PR #10978, opened 2023-03-17
ITS-tracking: Fix missing memory clear in case of cosmics + dangerous resize

mconcas:


mconcas:
Hi @shahor02, 
as discussed, we fixed the reset of the vertices access table in case the seeding vertexer is not run (e.g. cosmics).

In the meanwhile, I also spotted a bug in the clearing of the buffer of found vertices. This was not expected to happen during the `TimeFrame::initialise` call done by the tracker, but only by vertexer.
The expected behaviour is now implemented.

mconcas:
@shahor02: HI, I don't know about the hanging CI, but I think this can be merged.

shahor02 (approved):

PR #10981, opened 2023-03-20
store ambiguous tracks only for tracks without collision

jgrosseo:


jgrosseo:
See today's WP14 and JIRA: https://alice.its.cern.ch/jira/browse/O2-3601

PR #10982, opened 2023-03-20
TRD noise calibration update

martenole:
No need for complicated workflow using aggregator, we can simply do a run with a single EPN only. In order to test locally with a few raw TFs:

```
export ARGS_ALL="--session default --severity info --shm-segment-id 0 --shm-segment-size 32000000000  --early-forward-policy noraw --fairmq-rate-logging 0 --timeframes-rate-limit 2 --timeframes-rate-limit-ipcid 0"

o2-raw-tf-reader-workflow $ARGS_ALL --input-data list.txt --onlyDet TRD | o2-trd-datareader $ARGS_ALL | o2-calibration-trd-workflow $ARGS_ALL --noise --configKeyValues="TRDCalibParams.minNumberOfDigits=46458460" | o2-calibration-ccdb-populator-workflow $ARGS_ALL --ccdb-path "http://ccdb-test.cern.ch:8080"
```

What is not yet included is the possibility to compare the results from 2 different noise runs. This Archita will look into.

Example for noisy channel:
channel_143891

Mean ADC values for all channels of chamber 0 with MCM grid overlay:
adcMeanChamber0
One can see the one masked channel on the very left and two masked channels on the very right with a mean ADC value of 10 (and not visible here RMS=0)


f3sch (commented):
Nice work!
My main question would be how can we use this channel info in the other calibrations.
For example in VdriftExB it would probably be a good idea to start excluding the tracklets from these noisy channels from filling the residual histograms.
In tracklets we just have pad col and pad row, so would it be a good idea to exclude tracklets which come from a pad that has a noisy channel?
If so can we integrate this with `PadStatus`?

Detectors/TRD/workflow/include/TRDWorkflow/NoiseCalibSpec.h
```diff
@@ -42,19 +44,67 @@ class TRDNoiseCalibSpec : public o2::framework::Task
...
+      if (!mHaveSentOutput) {
+        LOGP(important, "Enough data received after {} TFs seen, finalizing noise calibration", mNTFsProcessed);
+        mCalibrator.collectChannelInfo();
+        sendOutput(pc.outputs());
+        mHaveSentOutput = true;
+      } else {
+        if ((mNTFsProcessed % 1000) == 0) {
+          LOGP(important, "Not processing anymore. Seen {} TFs in total. Run can be stopped", mNTFsProcessed);
+        }
+      }
```
tdietel, line 69: I am not sure what statistics we want to collect, and if we want to restrict ourselves to a single noise calib object with a fixed size per run. 
At the moment, we require 100 billion digits. With approx. 1 M channels, that's 100k events. That's plenty of statistics, and at several 100Hz readout rate, this should be done in less than 10min.
That's probably a good setting for running online - if a single EPN can handle this.

If we process a run offline, where we have limited statistics, how would this work? We might not have the high statistics on (local) disk.

martenole:
I think the goal is to mask the noisy channels in the MCMs directly. That way we would not even get these tracklets in the first place.
It's not so easy to integrate this with the pad status, because that has only one value per pad and not per channel. Due to the shared pads there are more readout channels than physical readout pads. And I have seen cases where the pad itself has normal values on one channel and not so good values on its shared one (and vice versa I believe).

DataFormats/Detectors/TRD/include/DataFormatsTRD/NoiseCalibration.h
```diff
@@ -27,6 +27,53 @@ namespace trd
...
+  int getFlags() const { return mFlags; }
+
+  void setMean(float mean) { mMean = mean; }
+  void setRMS(float rms) { mRMS = rms; }
+  void setFlags(uint8_t flags) { mFlags = flags; }
+
+ private:
+  float mMean{0.f};
+  float mRMS{0.f};
+  uint8_t mFlags{0};
```
tdietel: When I thought about this struct, I considered to include the number of seen digits for each pad. This adds to the data volume, but might indicate data transfer problems. But it might not be worth it.

Detectors/TRD/calibration/src/CalibratorNoise.cxx
```diff
@@ -14,17 +14,86 @@
...
+        isOK = false;
+      }
+      if (ch.getRMS() > mParams.rmsAdcHigh) {
+        flags |= (1 << ChannelInfo::Flag::HighRMS);
+        isOK = false;
+      }
+      if (ch.getRMS() < mAlmostZero && std::abs(ch.getMean() - mParams.adcMasked) < mAlmostZero) {
+        flags |= (1 << ChannelInfo::Flag::IsMasked);
+        isOK = false;
+      }
```
tdietel: This classification is static, and I wonder what happens when we revisit the criteria for flagging channels?
Relating to Felix' comment about where and how we use the calibration, we might even want different criteria in different use cases.
The data for the classification is always there, so it could be done on the fly.

tdietel (commented):
Thanks a lot, Ole. This is very useful and should get us started with easily taking noise runs.
I have a few minor comments below, but I think it would work as it is.

tdietel:
I have one more comment to add. I noticed a flag for masked channels - but we should note that even if we mask out noisy pads, we would probably not apply those masks for noise runs in order to see if these channels change (recover) over time.

Detectors/TRD/workflow/include/TRDWorkflow/NoiseCalibSpec.h
martenole: But why would we want to create 2 CCDB objects for a single run? I envisage that we have the possibility to start from AliECS a run with "trdnoise" config and then we get as output an up-to-date channel status in the CCDB.
For running offline: I put this in my comment above. You can add `--configKeyValues="TRDCalibParams.minNumberOfDigits=46458460"` which is how I tested it (with 2GB of raw files).

DataFormats/Detectors/TRD/include/DataFormatsTRD/NoiseCalibration.h
martenole: I use one of the flags just to indicate whether at least one digit was seen from one channel. But we could also add a counter there

Detectors/TRD/calibration/src/CalibratorNoise.cxx
martenole: True, currently it does not make sense to have it all. If we would want to go for a very slim object we could keep only the flags and store the settings like what is HighRMS etc (which are also configurable). In the CCDB object which keeps a vector with information for each channel. But since I don't see that we would use this object in the reconstruction but instead only to mask channels and compare to previous objects we shouldn't concentrate on reducing the size of the object

martenole:
> I have one more comment to add. I noticed a flag for masked channels - but we should note that even if we mask out noisy pads, we would probably not apply those masks for noise runs in order to see if these channels change (recover) over time.

I thought these are the channels from which we get a constant ADC value of 10? These are the ones for which I set the "masked" flag

f3sch:
> I think the goal is to mask the noisy channels in the MCMs directly. That way we would not even get these tracklets in the first place.

Good point, so probably skipping them here https://github.com/AliceO2Group/AliceO2/blob/99a50a1aa0004a60b129b02f9a342b5a270eb9fc/Detectors/TRD/reconstruction/src/CruRawReader.cxx#L930-L931 would give us this. So we need to think carefully what we actually want to mask then.

martenole:
> > I think the goal is to mask the noisy channels in the MCMs directly. That way we would not even get these tracklets in the first place.
> 
> Good point, so probably skipping them here
> 
> https://github.com/AliceO2Group/AliceO2/blob/99a50a1aa0004a60b129b02f9a342b5a270eb9fc/Detectors/TRD/reconstruction/src/CruRawReader.cxx#L930-L931
> would give us this. So we need to think carefully what we actually want to mask then.

No, masking them in the MCMs (in hardware) would mean we don't need to filter them anywhere in O2 ;)

f3sch:
I see, would that also mean that would not get these pads in the digits anymore?

bazinski:
@f3sch correct, the mcm channel is switched off.

tdietel:
> I see, would that also mean that would not get these pads in the digits anymore?
Yes, these channels (strictly speaking, as we might only mask one channel for shared pads), will no longer appear in the data stream when masked.
We should therefore make sure that we read them out during noise runs, to confirm if they are indeed still noisy.

bazinski:
@tdietel one thing to consider outside this PR is that the compilation of the trap code should pull in the masks, or is this going to be an error-prone manual thing?

martenole:
> We should therefore make sure that we read them out during noise runs, to confirm if they are indeed still noisy.

But in our noise runs I see some channels which have a constant ADC value of 10. Didn't you say these were the masked ones? Should we then create a new noise config where no channels are masked? Should we maybe have a short chat about this?

f3sch:
> @f3sch correct, the mcm channel is switched off.

Ok, for my understanding how would we update the ccdb object then:
Is this calibration for every run or only every let’s say 3 months?
Do these noisy channels ever start working normally again?
Because without these channels in the digits we can only ever exclude more channels but never activate channels again, right?

pachmay:
In Run 1 +2 we only performed the noise runs when the active chamber status (FED) changed as only this information was used for the analysis. Now we can actually get this information from the FED cfg ever X event that is read out with digits. In one of the last TRD meetings, the idea came up to run a noise run before each physics data taking (at the beginning of a fill); however I fear as we also have problems in configuring the FED that some chambers might not get the reconfiguration command for physics. Thus I think it would be better to perform the noise runs on a regular basis, but under controlled conditions.

Detectors/TRD/workflow/include/TRDWorkflow/NoiseCalibSpec.h
tdietel: The 2 CCDB objects are not really necessary -  I just thought about some obsucre test scenarios. 
I overlooked the possibility to pass the config key. That resolves this issue.

tdietel (approved):
Thanks. Looks good.

f3sch (approved):

martenole:
Failures unrelated, merging

PR #10983, opened 2023-03-20
Simplify TRD tracking QC and avoid crash in synch mode

martenole:
@f3sch with this change I try to simplify a bit the tracking QC dataformat. Please check that all the relevant information you need is still available (it should). For example the eta angle does not need to be stored when we keep the full track parameters. Then you can simply get it from e.g. `trackTRD.getEta()`.
In the beginning I wanted to have this class compatible to what was done in AliRoot, but now I anyhow have to redo the scripts I used back then and therefore I wanted to clean up.
Also it is now possible to disable the PID information, because the workflow otherwise crashes if only ITS-TPC-TRD tracks are used as input (like it is done in the synchronous mode for example).

### DIFF
--- a/Detectors/TRD/calibration/macros/makeDeflectionCorrelation.C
# # #
→ **EXERCISE DIRECTIONS**
Scan the material for lines with the word "vertices". Reply with how many there are, number only.

→ **ANSWER**
2